Continuing, it said: “On the basis of the balance of payments for 2016, reserves at end-August provided 10.8 months’ merchandise import cover. When we add imports of services, the cover is still 8.1 months,” it said.
The report explained that the Central Bank of Nigeria (CBN) will also be boosted by the signals from the I&E window, where turnover has continued to soar since it was launched inApril 21.
The positive performance at the window has also been attributed to CBN’s policies, especially its instruction to banks and other authorised dealers to implement electronic Certificate of Capital Importation (eCCI) for foreign investors.
The Certificate of Capital Importation is given to foreign investors to confirm the level of investment they have brought into the country. The certificate has always been on hard copy until this policy shift.
The eCCI implementation, which takes effect tomorrow, is expected to boost transparency and enhance confidence of foreign investors in the local market. The foreign investors constitute about 70 per cent of the total transaction turnover in the capital market.
Meanwhile, activities at the Nigerian Stock Exchange, NSE, flagged off the new week on Monday September 25, on a negative note pulling down value of lead indices.

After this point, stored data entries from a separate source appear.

Issue #7942, opened 2023-09-27
fnmatch not matching glob syntax in 9.3.8 but it did in 9.2.20.1


shivanesabharwal:
**Environment Information**
  
Provide at least:
* JRuby version (`jruby -v`) and command line (flags, JRUBY_OPTS, etc):
```
jruby 9.3.8.0 (2.6.8) 2022-09-28 ffffffffff OpenJDK 64-Bit Server VM 11.0.15+0-adhoc..source on 11.0.15+0-adhoc..source +jit [x86_64-linux]

```
* Operating system and platform (e.g. `uname -a`)

```
Linux 6.3.11-1rodete2-amd64 #1 SMP PREEMPT_DYNAMIC Debian 6.3.11-1rodete2 (2023-08-24) x86_64 GNU/Linux
```

**Expected Behavior**

On Jruby 9.2.20.1 in an irb session:
```
File.fnmatch?('employees2*.view*l', 'employees2.view.lkml', File::FNM_PATHNAME)
=> true
```

**Actual Behavior**
I expected this to continue returning true. However after upgrade to 9.3.8.0 we see:
```
File.fnmatch?('employees2*.view*l', 'employees2.view.lkml', File::FNM_PATHNAME)
=> false
```

headius:
I see a few minor changes in `fnmatch` recently, but nothing that should cause this sort of change.

Perhaps you can try to bisect it?

shivanesabharwal:
Interestingly, when I check out the tag associated with JRuby 9.3.8.0, I am unable to reproduce the issue.

The only difference I can see is the value for `RUBY_VERSION` in the `irb` session.

in the JRuby repo:
```
shivane@shivanes:~/jruby$ irb
irb(main):001:0> RUBY_VERSION
=> "3.1.2"
```

In my project:
```
irb(main):002:0> RUBY_VERSION
=> "2.6.8"
```

I'm not sure I understand the relationship between the JRuby version and the Ruby version. Do you have any pointers here?

shivanesabharwal:
I thought the `jruby` package fixes the ruby version used but that doesn't seem to be the case. Also running into issues building the jruby jar locally, which is preventing me from git bisecting on my clone of this repo. I don't have much else in the way of contributing.

ahorek:
it's this change https://github.com/jruby/jruby/pull/6231 + a dirty fix https://github.com/jruby/jruby/pull/7947 :)

[...]

PR #7947, opened 2023-10-05
fnmatch not matching glob syntax

ahorek:
closes https://github.com/jruby/jruby/issues/7942


headius:
@ahorek This does look like the right fix. The failed path can be followed normally from the various `break` in the switch, but it needs an additional trigger at the top of the loop.

I'll merge and add some comments about why this code is duplicated.

PR #7951, opened 2023-10-09
backport: fnmatch not matching glob syntax

ahorek:
backport https://github.com/jruby/jruby/issues/7942 to 9.3.x

### DIFF
--- a/core/src/main/java/org/jruby/util/Dir.java
+++ b/core/src/main/java/org/jruby/util/Dir.java
@@ -122,7 +122,18 @@ public class Dir {
                 while (true) {
                     // in place of expected C null char check that falls into default in switch below
                     if (p >= pend) {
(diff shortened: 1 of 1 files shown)


shivanesabharwal:
@headius Is there a timeline for when new patch release builds make it into Maven Central repository?

headius:
@shivanesabharwal No not really. If there's significant community need we will run a release. We would recommend upgrading to 9.4 if you are stuck on a 9.3 issue.

shivanesabharwal:
@headius unfortunately, we are running into issues upgrading the minor version in our build and would appreciate a patch release for 9.3 branch if possible. Is that feasible?

headius:
@shivanesabharwal We would like to help resolve any issues preventing you from upgrading to 9.4, but I will chat with @enebo to see when we can get a 9.3 update released.

PR #7957, opened 2023-10-10
Use new GHA M1 runner

headius:
We would not need our self-hosted runner if this works out.


headius:
Doesn't appear to work in the free tier yet. ☹️

PR #250, opened 2015-02-20
Fixed check for absolute URL

chkal:
Comparing the `indexOf()` result against `-1` just tells you whether `http` is somewhere in the URL. So an basepath like `/foo/http/bar` is currently treated as absolute.


fehguy:
Thanks--if you could, please send the PR to the corresponding src folder in the develop_2.0 branch and I'll merge it.

chkal:
Sure, see #253

fehguy:
Thanks, closing this pr

PR #260, opened 2015-02-26
Fix '&' adding to url if param is empty

kojoru:
This is a fix to https://github.com/swagger-api/swagger-ui/issues/959


kojoru:
I'm not sure how to go about testing the commit. There are no apis in petstore which offer 2+ optional query params. Should I add some new operations to sample API?

fehguy:
Take a look at the test/operation.js and you should see how to mock your own operations and test the generated query string

kojoru:
Can't do that since that's a 1.x-only bug.

kojoru:
I can't access SwaggerOperation from swagger-compat.js, can I?

kojoru:
I did eventually write tests with adding new operation to the 1.2 spec. Please let me know if there's a better way.

fehguy:
Yes I didn't notice this was for 1.2. For now yes, adding an operation is the best way

kojoru:
Ok, let me know if there's anything I need to do for it to be merged.

PR #261, opened 2015-02-26
Support inline model properties (properties of type 'object')

### LINKED ISSUE #230: enable map support
for the 2.0 spec support, need to add map support for model samples, data types, etc.

whitlockjc:
This commit ensures `Model.createJSONSample` and `Model.getMockSignature`, and due to the location of the fix `Property.toString`, all support inline models.  _(An inline model is a model property whose `type` is `object`)_

Fixes #230


whitlockjc:
Wow...let me fix this.  Somehow the commit history got jacked up.

Issue #126, opened 2014-09-15
Feature request : registering response interceptors


laurentperez:
Hi
I'd like to feature request the ability to register a response interceptor, much like you can register request "interceptors" by populating window.authorizations with custom parameters.
I know this can somehow break the stateless nature of a call, given that I could reuse parts of the response to alter future requests. But it'd be the sole caller responsibility.
My use case is : I call a login service, it gives me a security token, and I have to use the token for other api requests.
I hacked swagger.js to retain the response object in localStorage, but it's ugly.
Objections ?

fehguy:
hi, i think this is a good feature but we need to be careful about both the signature and nature of the calls.  For instance, it's fine if it's a synchronous interceptor but doing something that chains the response in a callback will certainly break the clients.

I'd like to push this into a future release but keep the feature request open so we can work through first the ideal behavior, and next the signature for the interceptor.

whitlockjc:
I think we should work on this when we [make SwaggerHttp pluggable](https://github.com/swagger-api/swagger-js/issues/239).

fehguy:
now that [SwaggerHttp is pluggable](https://github.com/swagger-api/swagger-js/pull/428), this poses another challenge.  Should the interceptor be handled in the pluggable client?  Looking into this more.

PR #263, opened 2015-02-27
add preResolve callback

wodka:
I had the case where I needed to modify the data of the server response -> to do that I added the config var preResolve that would be called.

(I use it to replace the .host value of the response)


fehguy:
Thanks, I want to support the notion of request and response interceptors but am not sure if `options` is the right place for it.  Off the top of my head, we should follow a pattern like the authorizations, where we expose a mechanism to add response interceptors in the library and add to them as needed.

fehguy:
I will get this implemented in https://github.com/swagger-api/swagger-js/issues/126

Issue #188, opened 2014-12-29
[develop 2.0] support allOf in models


fehguy:
Currently the 2.0 spec supports `allOf` constructs but the js library does not.

https://github.com/swagger-api/swagger-ui/issues/723

webron:
Does this include the `discriminator` property for inheritance or just the `allOf` for composition?

fehguy:
the intent of this issue is to support the spec, for purposes of composition which means adding the discriminator.

webron:
Technically, you can use `allOf` without a discriminator just for composition, which implies a model that includes the properties of another, but there's no direct hierarchy between them. 

Though if this issue includes both, that's great.

DavidBiesack:
yes, we'd like to use it for composition, to reuse schema instead of copy/paste (and to model property inheritance).

wodka:
I just gave it a try in https://github.com/swagger-api/swagger-js/pull/264 - this seems to be working:

```yaml
definitions:
    AbstractObject:
        properties:
            id:
                type: string
    MyObject:
        allOf:
            -
                $ref: "#/definitions/AbstractObject"
            -
                type: object
                required:
                    - name
                properties:
                    name:
                        type: string
    ListOfMyObject:
        type: array
        items:
            $ref: "#/definitions/MyObject"
```

Only errors I see so far is that the Model is not shown in ListOfMyObject - but the ModelSchema is shown correctly.
Also the datatype only reads "undefined"...

webron:
I wonder how we would end up displaying it, as technically this is not a single model but a set of models to be checked against.

whitlockjc:
How do you think this should be displayed?  A lot of work recently has been done to properly support arrays, inline schemas and references but to fix this we need to know just how to display ancestors/included models.

m8rge:
@whitlockjc, I think, we just need to get all schemas from `allOf` property and merge them all together into result model.

webron:
@m8rge - unfortunately, `allOf` is not really a merge, and the problem will come when there are conflicting schema.

The solution should probably be closer to an array of schema possibilities.

m8rge:
@webron This is spec-related question: https://github.com/swagger-api/swagger-spec/blob/master/versions/2.0.md#composition-and-inheritance-polymorphism

webron:
What's the question?

m8rge:
@webron 
> the problem will come when there are conflicting schema
[...]

PR #264, opened 2015-03-03
add ability to parse allOf

wodka:
add ability to parse allOf in definitions
https://github.com/swagger-api/swagger-js/issues/188 -> I do not know if this fixes all cases (my usecase works this way)


lib/swagger-client.js
```diff
@@ -2689,10 +2708,10 @@ SwaggerOperation.prototype.urlify = function (args) {
           addition += encodeURIComponent(param.name) + '=' + encodeURIComponent(args[param.name]);
         } else {
           if (param.required)
-            throw "" + param.name + " is a required query param.";
+            throw '' + param.name + ' is a required query param.';
```
mohsen1: Please `throw new Error('string')`

lib/swagger-client.js
```diff
@@ -2674,8 +2694,7 @@ SwaggerOperation.prototype.urlify = function (args) {
     param = params[i];
     if(param.paramType === 'query') {
       var addition = '';
-      if (Array.isArray(param)) {
-        var j;   
+      if (Array.isArray(param)) {
```
mohsen1: Please use `_.isArray`. Array.isArray is not supported in all browsers we support

src/js/resolver.js
```diff
@@ -14,9 +14,28 @@ Resolver.prototype.resolve = function(spec, callback, scope) {
...
   for(name in spec.definitions) {
     var model = spec.definitions[name];
-    for(propertyName in model.properties) {
-      property = model.properties[propertyName];
-      this.resolveTo(property, resolutionTable);
+    if (!model.properties) {
+      model.properties = {};
+    }
+    if (model.allOf) {
+      for(mergeName in model.allOf){
```
mohsen1: Instead of `for(mergeName in model.allOf){  merge = model.allOf[mergeName];` use underscore: `_.values(model.allOf)`

`for..in` is not safe to use. It might iterate in prototype of the object too. 
in line 15 we use `for..in` again. I wish we could fix that too.

src/js/resolver.js
```diff
@@ -14,9 +14,28 @@ Resolver.prototype.resolve = function(spec, callback, scope) {
...
+        }else{
+          for(propertyName in merge.properties) {
+            model.properties[propertyName] = property = merge.properties[propertyName];
+            console.log(property);
+            this.resolveTo(property, resolutionTable);
+          }
+        }
+      }
+    }else {
+      for (propertyName in model.properties) {
```
mohsen1: another `for..in`

lib/swagger-client.js
wodka: it was introduced in 209019f1390f1652926a9446398244ccef2f7976, and not part of my change, if you want I can change it

lib/swagger-client.js
wodka: this was introduced in bc8f0f68b5de91b8fc26d2433909be010d2b61a7, again not part of my change but I can change it if you want.

src/js/resolver.js
wodka: this would introduce a dependency on underscorejs - it is not yet a requirement for swagger-js and I'm not sure if I should really add it

mohsen1: @wodka I misread your diff. Sorry about that. You don't have to change the code you didn't write but if you refactor those parts it would be nice.

wodka:
I just changed all for..in loops to the underscorejs equivalent

-> the test will fail on those since I cannot figure out right now how to add the underscorejs dependency. @mohsen1 can you help me with this?

src/js/resolver.js
```diff
@@ -5,61 +5,70 @@ var Resolver = function (){};
...
-  }
+    if (model.allOf) {
+      _.each(model.allOf, function(merge){
+        if(merge.$ref){
+          model.$ref = merge.$ref;
+          this.resolveInline(spec, model, resolutionTable, unresolvedRefs);
+        }else{
+          _.each(merge.properties, function(property, propertyName){
+            model.properties[propertyName] = property = merge.properties[propertyName];
+            console.log(property);
```
wodka: will remove that in the next commit...

mohsen1:
@wodka @whitlockjc is adding lodash to this project. Please coordinate with him

whitlockjc:
This needs a rebase.

fehguy:
Hi, this has drifted enough that I'm going to close it.  Apologies.

PR #275, opened 2015-03-05
Made test task depend on build

aurelian:
Since tests are executed against the distribution build, it makes sense to have the gulp test task depend on build. Now ```gulp watch``` is executing the tests without a rebuild.


whitlockjc:
I've done this locally already and I'd rather not have conflicts.

PR #279, opened 2015-03-07
Support Browserify and related refactoring

### LINKED ISSUE #187: Timeout when submitting causing js errors
See https://github.com/strongloop/loopback-explorer/issues/76#issuecomment-64902913

### LINKED ISSUE #208: Empty object when browserified

### LINKED ISSUE #267: switch from shred to super agent?
Seems like the shred version we're on is broken for some important use cases, and their API has changed considerably.  Can we move to super agent instead?  @whitlockjc might be able to assess.

I would simply add it to the `swaggerHttp.js` class and should be 100% transparent

whitlockjc:
Unfortunately, supporting Browserify required a lot of refactoring.
Below is a list of the changes required to support Browserify:

* Source restructuring so that sources now are Node.js modules and
  Browserify use used to build the browser binaries
* NPM was cleaned up so that only the required files are packaged for
  NPM
* Gulp file was restructured to build with Browserify
* Removed all globals and unnecessary objects/functions from the exports
* Removed shred and replaced with Superagent

Fixes #187
Fixes #208
Fixes #267

Others are possibly fixed but I'd rather add tests to ensure they are.


whitlockjc:
@fehguy gave me the +1 to merge since all tests pass and preliminary testing with swagger-ui was fine.  Since we did remove Shred and switched to Superagent I am aware that some things could have changed that will require some follow-up work.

Consequently, All-Share Index slumped by 0.37 percent or 130.08 points to close at 35,358.73 points, dragging down the year-to-date return to 31.58 percent while market capitalization depreciated by N44.8 billion to settle at N12.2 trillion.
Nestle led the laggard’s chart dropping N5 to settle at N1225 per share, and Nigerian Breweries dipped by N3.1k to finish at N168 per share. Lafarge dropped N1.48k to close at N50 per share, UBA lost 27k to end at N8.70k per share, and GTBank fell by 10k to wrap the day at N39.50k per share.
Meanwhile, Total Plc, sat atop the gainers’ chart adding N6 to settle at N231 per share, and was followed by GlaxoSmithKline, which increased by 60k to finish at N22 per share. Newrest ASL Nigeria appreciated by 34k to close at N7.16k per share, Custodian and Allied moved up by 17k to end at N3.63 per share, while Eterna inflated by 16k to settle at N3.46k per share.